— Exercise directions —
Restate word for word the line containing "CharacterDataModel and NPCDataModel" and all remaining lines of the entries below.

Stored items:
★ ★ ★ ★
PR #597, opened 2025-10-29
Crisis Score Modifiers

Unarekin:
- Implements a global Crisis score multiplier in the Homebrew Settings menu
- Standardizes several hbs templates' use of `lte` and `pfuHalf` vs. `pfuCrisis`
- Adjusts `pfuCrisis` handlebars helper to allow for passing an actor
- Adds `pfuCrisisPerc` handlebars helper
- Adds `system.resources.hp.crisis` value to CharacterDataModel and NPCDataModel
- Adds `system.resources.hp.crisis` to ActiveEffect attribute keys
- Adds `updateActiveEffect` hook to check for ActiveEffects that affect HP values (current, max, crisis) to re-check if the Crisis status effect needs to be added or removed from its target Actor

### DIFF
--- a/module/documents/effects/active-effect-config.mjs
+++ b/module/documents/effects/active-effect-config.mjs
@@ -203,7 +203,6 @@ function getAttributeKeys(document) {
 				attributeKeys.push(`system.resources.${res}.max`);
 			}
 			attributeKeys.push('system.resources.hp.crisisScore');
★ ★ ★ ★
— Exercise solution —
- Adds `system.resources.hp.crisis` value to CharacterDataModel and NPCDataModel
- Adds `system.resources.hp.crisis` to ActiveEffect attribute keys
- Adds `updateActiveEffect` hook to check for ActiveEffects that affect HP values (current, max, crisis) to re-check if the Crisis status effect needs to be added or removed from its target Actor

### DIFF
--- a/module/documents/effects/active-effect-config.mjs
+++ b/module/documents/effects/active-effect-config.mjs
@@ -203,7 +203,6 @@ function getAttributeKeys(document) {
 				attributeKeys.push(`system.resources.${res}.max`);
 			}
 			attributeKeys.push('system.resources.hp.crisisScore');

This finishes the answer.